═════ Dataset content ═════
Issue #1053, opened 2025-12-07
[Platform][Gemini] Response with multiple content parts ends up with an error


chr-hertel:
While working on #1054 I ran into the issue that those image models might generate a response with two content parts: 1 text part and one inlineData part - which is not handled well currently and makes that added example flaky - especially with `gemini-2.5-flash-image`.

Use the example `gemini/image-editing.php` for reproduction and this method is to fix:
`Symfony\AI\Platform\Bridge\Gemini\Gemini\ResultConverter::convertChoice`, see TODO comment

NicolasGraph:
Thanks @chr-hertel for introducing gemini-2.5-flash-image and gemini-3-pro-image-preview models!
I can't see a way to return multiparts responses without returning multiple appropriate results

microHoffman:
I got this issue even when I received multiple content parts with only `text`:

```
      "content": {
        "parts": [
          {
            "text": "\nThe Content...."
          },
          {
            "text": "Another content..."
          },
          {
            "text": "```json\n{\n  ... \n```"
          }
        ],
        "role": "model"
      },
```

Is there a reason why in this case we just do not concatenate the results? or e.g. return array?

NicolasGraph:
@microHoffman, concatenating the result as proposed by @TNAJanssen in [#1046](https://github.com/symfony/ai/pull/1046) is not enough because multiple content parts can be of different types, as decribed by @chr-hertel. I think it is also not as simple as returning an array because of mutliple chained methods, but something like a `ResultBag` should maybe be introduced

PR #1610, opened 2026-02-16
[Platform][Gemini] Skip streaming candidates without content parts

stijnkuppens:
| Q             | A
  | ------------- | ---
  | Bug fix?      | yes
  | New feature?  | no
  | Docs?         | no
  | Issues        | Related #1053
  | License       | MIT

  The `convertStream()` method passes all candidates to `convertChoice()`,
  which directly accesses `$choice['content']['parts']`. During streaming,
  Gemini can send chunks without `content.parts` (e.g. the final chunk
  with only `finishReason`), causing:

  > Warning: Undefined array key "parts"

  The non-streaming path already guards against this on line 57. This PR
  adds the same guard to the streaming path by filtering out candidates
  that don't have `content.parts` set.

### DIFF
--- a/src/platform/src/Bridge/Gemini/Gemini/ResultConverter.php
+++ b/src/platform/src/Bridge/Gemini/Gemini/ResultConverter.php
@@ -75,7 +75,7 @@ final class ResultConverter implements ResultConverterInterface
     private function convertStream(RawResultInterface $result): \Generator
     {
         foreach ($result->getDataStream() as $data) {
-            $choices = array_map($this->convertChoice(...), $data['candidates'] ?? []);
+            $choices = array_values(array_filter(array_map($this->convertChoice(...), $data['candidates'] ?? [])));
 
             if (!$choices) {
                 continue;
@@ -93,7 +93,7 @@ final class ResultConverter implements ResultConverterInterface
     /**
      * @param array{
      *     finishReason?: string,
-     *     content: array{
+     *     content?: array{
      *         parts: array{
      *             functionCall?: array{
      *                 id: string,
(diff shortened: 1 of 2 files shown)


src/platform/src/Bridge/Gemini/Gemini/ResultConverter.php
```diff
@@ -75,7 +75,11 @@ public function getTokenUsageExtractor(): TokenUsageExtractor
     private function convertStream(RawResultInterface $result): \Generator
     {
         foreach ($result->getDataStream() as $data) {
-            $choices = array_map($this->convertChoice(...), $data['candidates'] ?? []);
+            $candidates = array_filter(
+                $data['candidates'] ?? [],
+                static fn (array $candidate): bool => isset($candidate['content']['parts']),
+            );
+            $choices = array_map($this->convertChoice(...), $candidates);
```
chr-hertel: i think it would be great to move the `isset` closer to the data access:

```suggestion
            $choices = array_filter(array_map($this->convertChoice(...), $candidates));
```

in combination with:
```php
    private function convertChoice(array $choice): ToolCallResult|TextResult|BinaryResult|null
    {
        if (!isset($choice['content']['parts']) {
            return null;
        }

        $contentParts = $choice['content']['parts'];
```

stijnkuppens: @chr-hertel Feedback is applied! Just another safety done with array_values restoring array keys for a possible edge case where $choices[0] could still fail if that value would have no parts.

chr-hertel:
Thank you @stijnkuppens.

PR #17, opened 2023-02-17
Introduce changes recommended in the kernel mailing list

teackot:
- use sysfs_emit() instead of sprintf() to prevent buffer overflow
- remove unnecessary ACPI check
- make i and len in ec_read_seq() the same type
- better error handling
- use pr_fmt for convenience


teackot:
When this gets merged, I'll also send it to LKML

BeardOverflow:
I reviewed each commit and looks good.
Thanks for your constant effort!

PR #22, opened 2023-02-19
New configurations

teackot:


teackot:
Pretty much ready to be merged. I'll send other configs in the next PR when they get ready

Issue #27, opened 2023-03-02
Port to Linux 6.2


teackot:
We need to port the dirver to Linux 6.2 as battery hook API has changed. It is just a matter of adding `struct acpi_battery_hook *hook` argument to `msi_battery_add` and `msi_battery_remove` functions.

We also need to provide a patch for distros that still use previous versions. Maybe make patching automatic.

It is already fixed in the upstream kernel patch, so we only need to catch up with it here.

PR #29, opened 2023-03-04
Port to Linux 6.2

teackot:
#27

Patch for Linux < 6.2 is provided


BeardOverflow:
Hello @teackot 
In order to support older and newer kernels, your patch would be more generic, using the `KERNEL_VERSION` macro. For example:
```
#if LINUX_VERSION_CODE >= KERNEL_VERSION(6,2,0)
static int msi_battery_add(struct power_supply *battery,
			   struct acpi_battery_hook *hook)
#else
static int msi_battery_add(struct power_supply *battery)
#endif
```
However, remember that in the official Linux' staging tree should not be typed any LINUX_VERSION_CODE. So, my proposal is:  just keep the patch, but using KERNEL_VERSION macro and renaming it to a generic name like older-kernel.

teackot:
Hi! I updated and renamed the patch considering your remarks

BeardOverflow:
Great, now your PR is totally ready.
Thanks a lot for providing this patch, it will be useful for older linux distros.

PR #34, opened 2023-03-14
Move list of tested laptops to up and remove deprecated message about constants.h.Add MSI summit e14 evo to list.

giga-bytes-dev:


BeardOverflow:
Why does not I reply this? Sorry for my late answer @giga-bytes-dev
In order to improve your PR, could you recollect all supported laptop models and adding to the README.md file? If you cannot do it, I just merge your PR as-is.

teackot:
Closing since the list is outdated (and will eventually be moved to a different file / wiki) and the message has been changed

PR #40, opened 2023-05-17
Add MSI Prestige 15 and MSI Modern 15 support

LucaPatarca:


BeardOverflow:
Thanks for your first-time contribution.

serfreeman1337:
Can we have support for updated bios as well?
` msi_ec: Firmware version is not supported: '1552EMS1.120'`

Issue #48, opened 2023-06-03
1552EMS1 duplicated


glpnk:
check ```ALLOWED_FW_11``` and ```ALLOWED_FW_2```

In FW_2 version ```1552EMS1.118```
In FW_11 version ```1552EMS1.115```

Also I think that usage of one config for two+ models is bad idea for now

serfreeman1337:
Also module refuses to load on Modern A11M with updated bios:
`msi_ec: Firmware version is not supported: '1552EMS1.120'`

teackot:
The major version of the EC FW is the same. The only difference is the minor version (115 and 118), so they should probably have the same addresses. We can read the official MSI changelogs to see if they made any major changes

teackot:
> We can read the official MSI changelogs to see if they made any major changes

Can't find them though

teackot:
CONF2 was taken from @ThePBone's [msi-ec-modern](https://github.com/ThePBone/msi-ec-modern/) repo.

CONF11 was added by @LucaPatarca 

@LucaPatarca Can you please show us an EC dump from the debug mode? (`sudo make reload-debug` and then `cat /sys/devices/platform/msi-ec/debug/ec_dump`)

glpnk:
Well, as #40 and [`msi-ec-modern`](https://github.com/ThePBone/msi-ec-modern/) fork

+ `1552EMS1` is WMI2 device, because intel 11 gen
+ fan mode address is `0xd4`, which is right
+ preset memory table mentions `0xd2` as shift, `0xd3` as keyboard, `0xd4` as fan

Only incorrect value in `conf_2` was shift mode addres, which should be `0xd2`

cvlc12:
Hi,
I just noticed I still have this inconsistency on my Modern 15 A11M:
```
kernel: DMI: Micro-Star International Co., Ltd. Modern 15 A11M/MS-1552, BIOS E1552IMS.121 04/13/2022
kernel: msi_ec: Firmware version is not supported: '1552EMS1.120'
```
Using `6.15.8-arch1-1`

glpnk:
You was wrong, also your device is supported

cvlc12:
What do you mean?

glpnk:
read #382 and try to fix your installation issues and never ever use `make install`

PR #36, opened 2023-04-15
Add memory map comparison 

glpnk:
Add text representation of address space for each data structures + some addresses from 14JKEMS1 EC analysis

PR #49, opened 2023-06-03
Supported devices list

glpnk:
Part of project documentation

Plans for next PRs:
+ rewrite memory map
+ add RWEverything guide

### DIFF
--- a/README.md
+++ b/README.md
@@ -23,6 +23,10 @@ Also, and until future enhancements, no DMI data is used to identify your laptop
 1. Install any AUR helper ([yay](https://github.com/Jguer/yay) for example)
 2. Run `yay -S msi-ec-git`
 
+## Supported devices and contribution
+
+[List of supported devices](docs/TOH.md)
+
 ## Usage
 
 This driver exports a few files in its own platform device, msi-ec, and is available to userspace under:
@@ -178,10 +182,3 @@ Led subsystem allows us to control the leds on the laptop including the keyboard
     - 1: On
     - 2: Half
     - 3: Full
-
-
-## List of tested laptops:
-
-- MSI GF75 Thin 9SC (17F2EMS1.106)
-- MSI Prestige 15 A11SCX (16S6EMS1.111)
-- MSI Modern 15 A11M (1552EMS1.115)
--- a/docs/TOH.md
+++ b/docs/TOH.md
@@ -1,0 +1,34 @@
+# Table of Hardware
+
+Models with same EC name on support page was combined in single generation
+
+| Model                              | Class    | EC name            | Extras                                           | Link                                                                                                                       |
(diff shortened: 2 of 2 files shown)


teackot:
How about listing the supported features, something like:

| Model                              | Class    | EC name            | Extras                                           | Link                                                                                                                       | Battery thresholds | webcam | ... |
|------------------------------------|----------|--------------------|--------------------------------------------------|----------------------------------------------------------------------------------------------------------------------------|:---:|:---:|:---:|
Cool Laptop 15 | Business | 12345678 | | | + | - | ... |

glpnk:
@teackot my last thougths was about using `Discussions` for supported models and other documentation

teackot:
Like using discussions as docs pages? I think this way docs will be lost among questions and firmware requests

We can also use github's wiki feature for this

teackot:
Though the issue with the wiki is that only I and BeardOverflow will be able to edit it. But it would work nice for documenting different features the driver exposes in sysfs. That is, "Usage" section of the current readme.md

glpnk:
═════
Task prompt: Above are some records. Count the lines among them with the word "that", and answer with the number only.

Problem solution: 7